There have been a few good freebies posted here before but I don't remember what they are. I'm sure someone will pipe up.


----------



## wdestar (Jul 19, 2008)

MasterE said:


> Looking for a good (Free ) ladder logic design software program. I am rewiring some equipment and would like to have some sort of diagram when I am finished other than some hand-cad drawing.


I'm looking for a good (free) electrician. You know one?:laughing:

I am an industrial electrician and also a software developer. I do not give away my software for free and I doubt there is any program (free) that's worth a darn.

Anyway, the software is EZ Schematics and you can find it on my website. Be aware that pirated versions are out there and I would advise you not to download any of them. The software is free to try for 21 days and the price is affordable to anyone who is a professional.


----------



## DIRT27 (Aug 25, 2010)

MasterE said:


> Looking for a good (Free ) ladder logic design software program. I am rewiring some equipment and would like to have some sort of diagram when I am finished other than some hand-cad drawing.


When I think ladder logic, I think PLC programing. Click PLC has free software on automation direct's web site.

It sounds like you want to create a wiring diagram. wdestar has created some software, I have not tried it but it looks good. It may be a good investment if you are going to continue to do that type of work in the future.


----------



## acro (May 3, 2011)

wdestar said:


> I'm looking for a good (free) electrician. You know one?:laughing:
> 
> I am an industrial electrician and also a software developer. I do not give away my software for free and I doubt there is any program (free) that's worth a darn.
> 
> Anyway, the software is EZ Schematics and you can find it on my website. Be aware that pirated versions are out there and I would advise you not to download any of them. The software is free to try for 21 days and the price is affordable to anyone who is a professional.



I downloaded the free trial version and found it valuable enough to upgrade to the full version.

There are a few limitations, but for the $$$ I couldn't find anything else close.


----------



## John Valdes (May 17, 2007)

Same here. I tried it, then bought it. Only issue I had was its licensed to only one computer here at home. I can use it here on my desktop, but I cannot use it on my laptop unless I buy another copy.
It is easy to use, but requires some patience at first. Good price too.


----------



## electures (Oct 23, 2008)

I like The Constructor by CMH Software.
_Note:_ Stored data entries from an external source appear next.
PR #296, opened 2026-06-15
Add OpenFSC Plugin

Voles:
Introduce an openfsc-operator and OpenFSC Fundament Plugin.

**📸 Screenshots**

The Console iframes using `just console-preview`.

Screenshot 2026-06-15 at 14 57 18
Screenshot 2026-06-15 at 14 57 23

The Console UI using the kube-api-proxy in mock mode.

Screenshot 2026-06-15 at 16 54 35
Screenshot 2026-06-15 at 16 54 40


plugins/openfsc/scripts/console-preview/serve.js
```diff
@@ -0,0 +1,106 @@
...
+    if (path === '/api/get') return handleGet(url.searchParams);
+
+    // SDK paths the templates load from the (stubbed) Console host: the JS is
+    // the local stand-in, the CSS is the real Console stylesheet.
+    if (path === '/plugin-ui/plugin-sdk.js') return new Response(Bun.file(join(HERE, 'plugin-sdk.js')));
+    if (path === '/plugin-ui/plugin-sdk.css') return new Response(Bun.file(SDK_CSS));
+
+    // Everything else from the real console/ dir. normalize() + the prefix
+    // check keep requests from escaping it via ../.
+    const file = normalize(join(CONSOLE_DIR, path));
```
jos-, line 99: Claude mentions the following:

**Path-traversal guard is missing a separator.**
[serve.js:98-99](plugins/openfsc/scripts/console-preview/serve.js#L98-L99):
```js
const file = normalize(join(CONSOLE_DIR, path));
if (!file.startsWith(CONSOLE_DIR)) return new Response('forbidden', { status: 403 });
```
`startsWith(CONSOLE_DIR)` matches sibling directories that merely share the prefix. If `CONSOLE_DIR` is `…/console`, a request resolving to `…/console-frontend/…` passes the check (it's a real path one level up, reachable via `../console-frontend/...`). Fix: compare against `CONSOLE_DIR + sep`:
```js
import { sep } from 'node:path';
if (file !== CONSOLE_DIR && !file.startsWith(CONSOLE_DIR + sep)) return new Response('forbidden', { status: 403 });
```
Low severity since this server is dev-only and explicitly so, but it's a genuine bug in the guard.

plugins/openfsc/scripts/console-preview/serve.js
```diff
@@ -0,0 +1,106 @@
...
+  return kubectlJson(['get', r.kind, ...(r.namespaced ? ['-A'] : [])]);
+}
+
+async function handleGet(q) {
+  const r = RESOURCES[q.get('resource')];
+  if (!r) return jsonResponse({ error: `unknown resource ${q.get('resource')}` }, 400);
+  const name = q.get('name');
+  if (!name) return jsonResponse({ error: 'missing name' }, 400);
+  const ns = q.get('namespace');
+  return kubectlJson(['get', r.kind, name, ...(r.namespaced && ns ? ['-n', ns] : [])]);
```
jos-: Another comment from Claude:

**`serve.js` passes user params as `kubectl` args without a `--` terminator.**
In [serve.js:66](plugins/openfsc/scripts/console-preview/serve.js#L66), `name`/`namespace` from the query string become positional args. No shell injection (it's `Bun.spawn` with an argv array), but a `name` like `--something` would be parsed as a flag rather than a resource name. Insert `--` before positionals to be safe:
```js
return kubectlJson(['get', r.kind, '--', name, ...]);
```
Dev-only, minor.

openfsc-operator/internal/controller/fscinstallation_controller.go
```diff
@@ -0,0 +1,450 @@
...
+	}
+
+	before := inst.Status.DeepCopy()
+	result, err := r.reconcile(ctx, &inst)
+	if err != nil {
+		inst.Status.Phase = openfscv1.PhaseError
+		inst.Status.Message = err.Error()
+		r.setCondition(&inst, openfscv1.ConditionReady, metav1.ConditionFalse, "ReconcileError", err.Error())
+	} else {
+		inst.Status.ObservedGeneration = inst.Generation
```
jos-: Comment from Claude:

### `ObservedGeneration` is advanced after a partial reconcile (minor correctness smell)
[fscinstallation_controller.go:120-122](openfsc-operator/internal/controller/fscinstallation_controller.go#L120)

When `reconcile` returns the early `{Requeue: true}` after merely adding the finalizer ([:147-152](openfsc-operator/internal/controller/fscinstallation_controller.go#L147)), it returns `nil` error, so `Reconcile` runs the `else` branch and sets `inst.Status.ObservedGeneration = inst.Generation` — even though nothing was actually provisioned yet.

This is *currently harmless* only because `provisionGateway`/`ensureCore` also gate on chart version (`deployedVersion != charts.Version`), and on first install `deployedVersion == ""`, so the install still happens on the requeue. But the generation-based "outdated" signal is effectively defeated for that first pass:

```go
outdated := deployedVersion != charts.Version || inst.Generation != inst.Status.ObservedGeneration
```

It's fragile — anything that later relies on `Generation != ObservedGeneration` as the *sole* dirty signal would silently skip. Safer to only advance `ObservedGeneration` when `reconcile` ran to completion (e.g. return a sentinel/bool from `reconcile`, or set it inside `reconcile` at the success path rather than unconditionally in `Reconcile`).

openfsc-operator/internal/controller/gatewayvalues.go
```diff
@@ -0,0 +1,76 @@
...
+}
+
+// gatewayCommonValues wires a gateway to the installation's OpenFSC core. The
+// gateway's group certificate is the per-namespace minted one in Self mode; in
+// External mode it is the installation certificate, unless the gateway
+// declares its own.
+func gatewayCommonValues(inst *openfscv1.FSCInstallation, release, fscName string, cert *openfscv1.CertificateRef) map[string]string {
+	groupTrustName, groupTrustKey := groupCASecret, "tls.crt"
+	groupSecret := certSecret(release, "group")
+	if ext := inst.Spec.Directory.External; ext != nil {
```
jos-, line 54: Comment from Claude about this:

### `gatewayCommonValues` dereferences `inst.Spec.Certificate` unconditionally in External mode

`inst.Spec.Certificate` is dereferenced before the `cert != nil` branch can override it, so when a gateway declares its *own* cert, `inst.Spec.Certificate` is read and immediately discarded. Same pattern in `coreValues`. Both are backstopped by the runtime guard at [fscinstallation_controller.go:156-163](openfsc-operator/internal/controller/fscinstallation_controller.go#L156) plus the CRD CEL rule, so it won't panic in practice — but the read is dead when `cert != nil`, and the panic-safety depends entirely on that one guard staying in place. Worth restructuring to only read `inst.Spec.Certificate` when `cert == nil`:

```go
groupSecret = cert.ExistingSecret
if cert == nil {
    groupSecret = inst.Spec.Certificate.ExistingSecret
}
```

openfsc-operator/internal/controller/fscinstallation_controller.go
```diff
@@ -0,0 +1,450 @@
...
+		ObservedGeneration: inst.Generation,
+		Reason:             reason,
+		Message:            msg,
+	})
+}
+
+func deploymentAvailable(deploy *appsv1.Deployment) bool {
+	for _, cond := range deploy.Status.Conditions {
+		if cond.Type == appsv1.DeploymentAvailable {
+			return cond.Status == "True"
```
jos-: Preferably use `corev1.ConditionTrue` instead of hardcoded `"True"`.

openfsc-operator/internal/controllerclient/client.go
```diff
@@ -0,0 +1,150 @@
...
+	}
+	if body != nil {
+		req.Header.Set("Content-Type", "application/json")
+	}
+	resp, err := c.http.Do(req)
+	if err != nil {
+		return fmt.Errorf("%s %s: %w", method, path, err)
+	}
+	defer func() { _ = resp.Body.Close() }()
+	data, _ := io.ReadAll(resp.Body)
```
jos-: Maybe handle the error from `io.ReadAll` instead of silently dropping it.

jos- (changes requested):
LGTM, but see comments below.

Also some comments on the UI:

Image

^ Icon is missing.

Image

^ Icon is missing in sidebar navigation. Also maybe do not use indentation in the definition lists, but add some extra margin below the groups / `<dd>`s.

TBH, I did not test the full flow locally.

plugins/openfsc/scripts/console-preview/serve.js
```diff
@@ -0,0 +1,109 @@
...
+    if (path === '/plugin-ui/plugin-sdk.css') return new Response(Bun.file(SDK_CSS));
+
+    // Everything else from the real console/ dir. normalize() + the prefix
+    // check keep requests from escaping it via ../.
+    const file = normalize(join(CONSOLE_DIR, path));
+    if (file !== CONSOLE_DIR && !file.startsWith(CONSOLE_DIR + sep)) {
+      return new Response('forbidden', { status: 403 });
+    }
+    const f = Bun.file(file);
+    return (await f.exists()) ? new Response(f) : new Response('not found', { status: 404 });
```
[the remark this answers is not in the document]
Voles: This is not how `path.join` works. Confused with `path.resolve`?

plugins/Justfile
```diff
@@ -53,6 +58,14 @@ plugin-install plugin:
...
     docker build -t "${image}" -f "{{ plugin }}/Dockerfile" ..
     docker push "${image}"
+    config=""
+    if [ -f "{{ plugin }}/.sandbox-config" ]; then
+      config=$'\n  config:'
+      while IFS='=' read -r key value; do
+        [ -n "${key}" ] || continue
+        config+=$'\n'"    ${key}: \"${value}\""
+      done < "{{ plugin }}/.sandbox-config"
+    fi
```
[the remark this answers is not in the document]
Voles: The output of the just task is valid YAML.

plugins/openfsc/definition.yaml
```diff
@@ -0,0 +1,81 @@
+apiVersion: fundament.io/v1
+kind: PluginDefinition
+metadata:
+  name: openfsc
+  displayName: OpenFSC
+  version: v4.0.0
+  description: Federated Service Connectivity (FSC) for teams. Installs the standalone openfsc-operator; each team declares an FSCInstallation in its namespace to run an OpenFSC peer there — joining an existing FSC group, or acting as its own group Directory.
+  author: Fundament
+  license: EUPL-1.2
```
GeertJohan: Fundament gebruikt AGPL

GeertJohan (dismissed):
Alleen verkeerde license gespot, verder nog wat comments van Copilot en daarna wat mij betreft LGTM

jos- (dismissed):

jos- (approved):

PR #297, opened 2026-06-16
feat: plugin proxy public

ChielTimmermans:


ThomBogers:
Some claude comments on the PR: 

2. plugin-proxy/pkg/installproxy/backend_clusterproxy.go:52 — double-escaped forwarded paths (CONFIRMED, reproduced). Serve sets both URL.Path and URL.RawPath to the escaped tail. Since unescape(RawPath) != Path, Go discards RawPath and re-escapes Path: a request for /installations/X/runtime/api/foo%20bar goes upstream as api/foo%2520bar → 404 for a resource that exists. Any tail with a space, %, or non-ASCII character is affected. Fix: Path = decoded, RawPath = escaped.
3. charts/fundament/values-local.yaml:16 (also values-sandbox, pr-overlay) — kube-api-proxy CORS allowlist excludes the plugin-proxy origin (CONFIRMED). The new CSP puts KUBE_API_PROXY_ORIGIN in connect-src so plugin JS can call kube-api-proxy cross-origin, and FUN-17 line 126 explicitly requires kube-api-proxy to answer CORS for the plugin-proxy origin — but no environment's corsAllowedOrigins was updated. The browser will block every plugin→kube call in local, sandbox, and PR environments the moment a plugin actually uses that path (nothing exercises it yet, which is why e2e stays green).
4. plugin-proxy/pkg/assets/fetch.go:49 — unbounded buffering on an unauthenticated endpoint (CONFIRMED, latent). PodFetcher.Fetch does io.ReadAll with no io.LimitReader, the http.Client has no timeout, and the Fetcher interface forces full []byte buffering. Today the real-mode resolver stub errors before Fetch runs, but the moment the resolver is wired, N anonymous requests for a large (or maliciously huge) plugin bundle can OOM the pod. Add a size cap + client timeout now, or switch to streaming like kube-api-proxy's ReverseProxy. (Related, same file: any upstream non-200 — including a routine 404 — becomes a 502.)
5. e2e/features/plugin-proxy.feature:63 — the @security traversal scenario doesn't test the guard (CONFIRMED). Node fetch normalizes dot-segments per the WHATWG URL spec, so runtime/../../../api/v1/secrets is sent as GET /api/v1/secrets — the 404 comes from a mux route mismatch, and deleting the .. guard in parseRoute leaves the scenario green. The Go unit tests do cover the guard directly, but the e2e scenario's end-to-end claim is false; use a raw-socket/request-level client or drop the scenario in favor of the unit tests.
6. plugin-proxy/pkg/installproxy/backend_clusterproxy.go:42 — CLAUDE.md convention violation (CONFIRMED). Root CLAUDE.md: "Panic in switch default when all enum cases should be exhaustively handled." The switch route.Kind covers both RouteKind values (all parseRoute can produce) but its default returns HTTP 500 — inconsistent with main.go in this same PR, which panics in the analogous default.

PR #303, opened 2026-06-22
Add OpenFSC installation via the  Plugin iframe #1001

Voles:
**📸 Screenshots**

Screenshot 2026-06-22 at 14 43 31
Screenshot 2026-06-22 at 14 35 56
Screenshot 2026-06-22 at 14 36 00


console-frontend/public/plugin-ui/plugin-sdk.css
```diff
@@ -1,6 +1,11 @@
 /*! tailwindcss v4.3.0 | MIT License | https://tailwindcss.com */
 @layer properties;
 @layer theme;
+*,
+*::before,
+*::after {
+  box-sizing: border-box;
+}
```
jos-, line 8: Not sure if every plugin builder expects this to be set by default.

jos- (approved):
👌 LGTM. One small comment.

Also some general remarks:
- Rename the plugin to `OpenFSC` instead of `openfsc` in the UI under /plugins?
- Maybe use more NLDD-like form elements? (in that case, update `@nldd/design-system` to the latest version first, since some colors have changed in the design system.
- In the UI, (text) input fields have shadows, buttons do not have shadows (preferably do not use shadows).
- Maybe let elements like `<div id="outways">` not take space when empty, by wrapping them in an `if` block, or by using something like `#outways:empty { display: none }` (although it may be non-empty when containing whitespace).
- The primary button is a bit higher than the secondary button, see below:
Image

- Somehow the following contains double vertical scrollbars, not sure if this can be easily avoided:
Image

console-frontend/public/plugin-ui/plugin-sdk.css
Voles: I would say this is a good and sensible default. See this blogpost from a long time ago: https://www.paulirish.com/2012/box-sizing-border-box-ftw/

We can always remove it if it is in the way of other Plugin developers. What do you think?

PR #304, opened 2026-06-25
feat: Console improvements (2/2)

jos-:
- [x] nginx fallback for angular: was fine, but there was a `/plugins/` directory that was no longer used, causing issues. removed.
- [x] plugins installation: implemented polling that checks whether or not plugins can be installed on the clusters, avoiding having to manually refresh the page.
- [x] plugin install ui: improved.
- [x] project: merged General en Settings pages, remove 'Namespaces' from the page.
- [x] upgraded `@nldd/design-system` and other dependencies
- [x] fix to avoid duplicate vertical scrollbars
- [x] removed cluster select element on the list page for plugins

console fundament localhost_8443_plugins

console fundament localhost_8443_plugins (4)

console fundament localhost_8443_plugins (5)

console fundament localhost_8443_plugins (1)


console-frontend/src/app/project-detail/project-detail.component.html
```diff
@@ -73,37 +83,97 @@ <h3 class="mb-4 text-xl font-medium">Project details</h3>
...
+  #editDialog
+  appDialogSync
+  [show]="showEditModal()"
+  text="Edit project"
+  (open)="onEditModalOpen()"
+  (close)="showEditModal.set(false)"
+>
+  <nldd-spacer size="24"></nldd-spacer>
+
+  <nldd-form (submit)="saveEdit()" (keydown.enter)="saveEdit()" novalidate>
```
Voles, line 115: This will trigger two `updateProject` requests when pressing 'enter'.

console-frontend/src/app/project-detail/project-detail.component.ts
```diff
@@ -117,5 +141,95 @@ export default class ProjectDetailComponent implements OnInit {
...
+      this.project.set({
+        ...currentProject,
+        alias: aliasToSave.trim(),
+      });
+      this.organizationDataService.updateProjectAlias(currentProject.id, aliasToSave.trim());
+      this.titleService.setTitle(aliasToSave.trim());
+      this.showEditModal.set(false);
+      this.editingAlias.set('');
+    } catch (err) {
+      this.errorMessage.set(
```
Voles, line 179: Should we call `this.showEditModal.set(false);` here, so the error is visible to the user?

console-frontend/src/app/plugin-resources/resource-list/resource-list.component.html
```diff
@@ -22,35 +22,6 @@ <h1 class="text-3xl font-semibold">{{ kindLabel() }}</h1>
           {{ plugin()?.description }}
         </p>
       }
-
-      <!-- Cluster select -->
```
Voles, line 38: What if the organization has no Clusters? The user won't see anything then on this page. Since the message 'No clusters found' has also been removed.

Voles (changes requested):

console-frontend/src/app/project-detail/project-detail.component.html
jos-: Because of the shadow DOMs of the `nldd-form` elements, this will not trigger two requests on Enter key.

Unfortunately both are needed. Compare e.g. to the login page or project-roles.component.html:126, which uses the identical `(submit)` + `(keydown.enter)` pair.

console-frontend/src/app/project-detail/project-detail.component.ts
jos-: 👍  implemented.

console-frontend/src/app/plugin-resources/resource-list/resource-list.component.html
jos-: Good  point, added a message + button to create a new cluster.

Voles (approved):

PR #305, opened 2026-06-25
Console improvements (1/2) #1027

Voles:
1. Op de login page: e-mail address field blur weggehaald
1. Create cluster wizard: de kubernetes version: nieuwste bovenaan, standaard nieuwste geselecteerd. Is een dropdown geworden.
1. Create cluster wizard: Cluster is nu als eerste aangemaakt, daarna pas node pool
1. 'Creating cluster' modal: blijft niet meer hangen op 'Creating'
1. Seed data ook toegevoegd op productie, zodat `/plugins` daar ook is gevuld.
1. De UI van `/projects` overzichtelijker gemaakt
1. Namespaces moeten verwijderd zijn voor je een project kan verwijderen. UI met checkboxes toegevoegd + select all voor het makkelijk kunnen verwijderen.
1. Limits page: geen full width number inputs + mogelijkheid om te resetten
1. Members: zin toegevoegd bij inviten van persoon, zodat duidelijk is dat we nog geen e-mails versturen.

**📸 Screenshots**

Screenshot 2026-06-25 at 21 14 24
Screenshot 2026-06-25 at 21 14 34
Screenshot 2026-06-25 at 21 14 58
Screenshot 2026-06-25 at 21 41 28


console-frontend/src/app/plugin-installation/plugin-installation.service.ts
```diff
@@ -20,6 +20,16 @@ export default class PluginInstallationService {
...
+  // (e.g. still being created). Cheaper than listing the whole collection when
+  // polling for one plugin's status.
+  async getInstallation(clusterId: string, name: string): Promise<PluginInstallationItem | null> {
+    const res = await fetch(this.url(clusterId, name), { credentials: 'include' });
+    if (res.status === 404) return null;
+    if (!res.ok) throw new Error(`HTTP ${res.status}`);
+    return (await res.json()) as PluginInstallationItem;
+  }
+
   async installPlugin(clusterId: string, pluginName: string, image: string): Promise<void> {
```
jos-, line 44: Maybe unrelated to this PR, but according to Claude:

Install uses the plugin *display name* as the Kubernetes resource name, which is invalid for most catalog plugins.**
`installPlugin` sends `metadata: { name: pluginName }` and the new `getInstallation` poll GETs `.../plugininstallations/{pluginName}`, where `pluginName` is `selectedPlugin.name`. The seeded catalog names are display strings like `Grafana Alloy`, `ECK operator`, `CloudNativePG`, `Sealed Secrets` — these contain spaces/uppercase and are not RFC-1123 names. The apiserver rejects the `PluginInstallation` create (422), so installing any multi-word/uppercase plugin fails immediately with a "Failed to install …" toast. This is the data the PR itself seeds, so it's directly exercised. (Fix: derive a sanitized resource name, e.g. the existing `getPluginIconName`-style slug, and decouple it from the display name.)

console-frontend/src/app/install-plugin-modal/install-plugin-modal.ts
```diff
@@ -46,7 +99,76 @@ export default class InstallPluginModalComponent {
...
+
+    try {
+      await this.installationService.installPlugin(clusterId, pluginName, image);
+    } catch {
+      this.setState(clusterId, 'failed');
+      this.toastService.error(`Failed to install ${pluginName} on ${cluster.name}`);
+      return;
+    }
+
+    this.installed.emit(clusterId);
```
jos-: This seems to be a bug:

**A failed install is shown as "Installed" after the modal is reopened.**
`onInstall` emits `installed.emit(clusterId)` right after the POST is accepted (before provisioning finishes); the parent's `onPluginInstalled` immediately adds it to `installs`, so `clustersForModal` reports `installed: true`. If the background poll later sees `phase === 'failed'`, the row shows Failed/Retry — but only until close. On close the `effect` clears `installStates`, and on reopen `stateFor` falls back to `cluster.installed ? 'installed' : 'idle'` → the failed install now renders as "Installed" with no retry path.

db/seed/0101-appstore-catalog.sql
```diff
@@ -0,0 +1,464 @@
...
+- **Per-Namespace Peers**: Each team runs its own OpenFSC peer via a namespaced FSCInstallation
+- **Operator-Managed**: The openfsc-operator reconciles peers, gateways, and certificates
+- **Common Ground**: Built on the FSC standard for trusted data exchange between organizations
+
+## Use Cases
+
+- Inter-organization service connectivity
+- Common Ground / data exchange between government bodies
+- Federated APIs across trust domains', 'Fundament', 'https://fsc-standaard.nl', 'https://gitlab.com/rinis-oss/fsc/open-fsc')
+ON CONFLICT (id) DO UPDATE SET
```
jos-, line 274: Comment from Claude, not sure if valid:

**`ON CONFLICT (id)` won't catch the `plugins_uq_name UNIQUE (name, deleted)` constraint, and a violation aborts the whole migrations Job.** ([fundament.sql:846](db/fundament.sql#L846))
The seed runs unconditionally inside `psql --single-transaction -v ON_ERROR_STOP=1` under `set -e`, after `trek apply` has already committed. If any environment ends up with a live plugin row whose `name` matches a seeded name under a *different* id, the insert raises a `(name, deleted)` unique violation that `ON CONFLICT (id)` does not handle → the transaction aborts → the Job fails → the deploy is blocked even though the schema migration succeeded. (Latent today because ids align, but the conflict target should cover the name constraint.)

db/seed/0101-appstore-catalog.sql
```diff
@@ -0,0 +1,464 @@
...
+    ('019b4000-3000-7000-8000-00000000000a', '019b4000-4000-7000-8000-000000000001'),
+    -- Pinniped -> Identity
+    ('019b4000-3000-7000-8000-00000000000b', '019b4000-4000-7000-8000-000000000005'),
+    -- Sealed Secrets -> Security
+    ('019b4000-3000-7000-8000-00000000000c', '019b4000-4000-7000-8000-000000000002'),
+    -- Grafana Tempo -> Observability
+    ('019b4000-3000-7000-8000-00000000000d', '019b4000-4000-7000-8000-000000000001'),
+    -- OpenFSC -> Networking
+    ('019b4000-3000-7000-8000-00000000000e', '019b4000-4000-7000-8000-000000000003')
+ON CONFLICT (plugin_id, category_id) DO NOTHING;
```
jos-, line 313: Comment from Claude, not sure if valid:

**Junction/preset tables use `ON CONFLICT DO NOTHING` with no deletes, contradicting the file's "reconciled to whatever this file says" claim.**
`categories_plugins`, `plugins_tags`, and `preset_plugins` only insert-or-ignore, and nothing removes stale rows or soft-deletes dropped plugins. So re-categorizing a plugin, removing it from a preset, or dropping it from the catalog is silently *not* reconciled on existing databases — a maintainer editing the "source of truth" file later will ship a no-op while trusting the header comment.

db/seed/0101-appstore-catalog.sql
```diff
@@ -0,0 +1,464 @@
...
+    ('019b4000-6000-7000-8000-0000000000c2', '019b4000-3000-7000-8000-00000000000d', 'TraceQL Reference', 'TraceQL query reference', 'https://grafana.com/docs/tempo/latest/traceql/')
+ON CONFLICT (id) DO UPDATE SET
+    plugin_id = EXCLUDED.plugin_id,
+    title = EXCLUDED.title,
+    url_name = EXCLUDED.url_name,
+    url = EXCLUDED.url;
+
+
+-- Seed image values for plugins (added by migration 017)
+UPDATE appstore.plugins SET image = 'docker.io/grafana/alloy:v1.8.3'                             WHERE name = 'Grafana Alloy';
```
jos-: Comment from Claude, not sure if valid:

**`image` is reconciled by a name-keyed `UPDATE` outside the id-keyed upsert, so renaming a plugin silently drops its image.**
Every other column is upserted by `id`, but `image` is set via `UPDATE … WHERE name = 'Grafana Alloy'`. The id-keyed insert explicitly supports renames (`name = EXCLUDED.name`), so if a display name changes, the trailing `UPDATE` no longer matches and the plugin's image stays NULL after reconcile. Fold `image` into the `ON CONFLICT (id) DO UPDATE` list.

console-frontend/src/app/cluster-namespaces/cluster-namespaces.component.ts
```diff
@@ -235,6 +245,57 @@ export default class ClusterNamespacesComponent implements OnInit {
...
+
+      this.selection.clear();
+      await Promise.all([
+        this.loadNamespaces(),
+        this.organizationDataService.loadOrganizationData(),
+      ]);
+    } finally {
+      this.isBulkDeleting.set(false);
+    }
+  }
```
jos-, line 290: Seems duplicate code with the same functions in [namespaces.component.ts](console-frontend/src/app/namespaces/namespaces.component.ts), maybe re-use?

See e.g. `NamespaceSelection` in `'../utils/namespace-selection'` that is already abstracted to a common file.

jos- (commented):
Mostly LGTM. See a few comments below.

db/seed/0101-appstore-catalog.sql
Voles: You're right, I thought about this too. But since this is seed data and can not be changed by the user I think it is fine to leave as is.

db/seed/0101-appstore-catalog.sql
Voles: You're right. I will update the comment, I think that is the safest approach.

console-frontend/src/app/cluster-namespaces/cluster-namespaces.component.ts
Voles: You're right that the code is duplicate. But those are two separate pages. I would recommend keeping the code separate (duplicate) for a little longer, since it will be iterated upon later on. Easier to create an abstraction later on than to remove the abstraction.

console-frontend/src/app/plugin-installation/plugin-installation.service.ts
Voles: Oops, it should use the slug indeed. Fixed.

console-frontend/src/app/install-plugin-modal/install-plugin-modal.ts
Voles: You're right. Fixed.

db/seed/0101-appstore-catalog.sql
Voles: Fixed.

jos- (approved):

I also allows you to simulate and test the circuit.

http://www.cmhsoftware.com/

It is not free.


----------



## JRaef (Mar 23, 2009)

Generally if you use PLC ladder editors, the results are going to look like PLC programs, not relay ladder diagrams in the old traditional sense. If the output is a text file you may be able to edit it to make it look more like a relay ladder diagram, but it's not exactly the same.

I took a look at wdestar's program, looks nice and the price is right. I don't need it but I'll recommend it to others for sure. I've used The Constructor, it was OK but I thought it was a bit pricey for what it is.

If what you want is to do or learn basic PLC ladder programming, you can download the free software for A-B's Micrologix PLCs. Given that there are more A-B PLCs in use in North America than all other competitors combined, it's a good one to learn on. 

http://www.ab.com/linked/programmablecontrol/plc/micrologix/downloads.html

It's not compatible with the larger more powerful ControlLogix PLCs (i.e. it's not RSLogix software). But from a learning standpoint, it looks and acts the same so it's easy to migrate up later. There is an off-line simulator option for it too, so I've used that to prove out basic relay logic schematics, it's great for that.


----------



## tkb (Jan 21, 2009)

MasterE said:


> Looking for a good (Free ) ladder logic design software program. I am rewiring some equipment and would like to have some sort of diagram when I am finished other than some hand-cad drawing.


How about Micro$oft Paint? :laughing:


----------



## DIRT27 (Aug 25, 2010)

tkb said:


> How about Micro$oft Paint? :laughing:


I have never figured out anything that program is good for.


----------



## wdestar (Jul 19, 2008)

JRaef said:


> I took a look at wdestar's program, looks nice and the price is right. I don't need it but I'll recommend it to others for sure. I've used The Constructor, it was OK but I thought it was a bit pricey for what it is.


Thanks. That's all I wanted. JRaef saw some potential. Like another stated, if you want free - use MS Paint.

What is wrong with people who want to charge X dollars and they don't want to spent X dollars. I'll never get that.

Every meal is steak at Taco Bell prices?

A check is in order at times.

Dan


----------



## Wirenuting (Sep 12, 2010)

wdestar said:


> Anyway, the software is EZ Schematics and you can find it on my website. Be aware that pirated versions are out there and I would advise you not to download any of them. The software is free to try for 21 days and the price is affordable to anyone who is a professional.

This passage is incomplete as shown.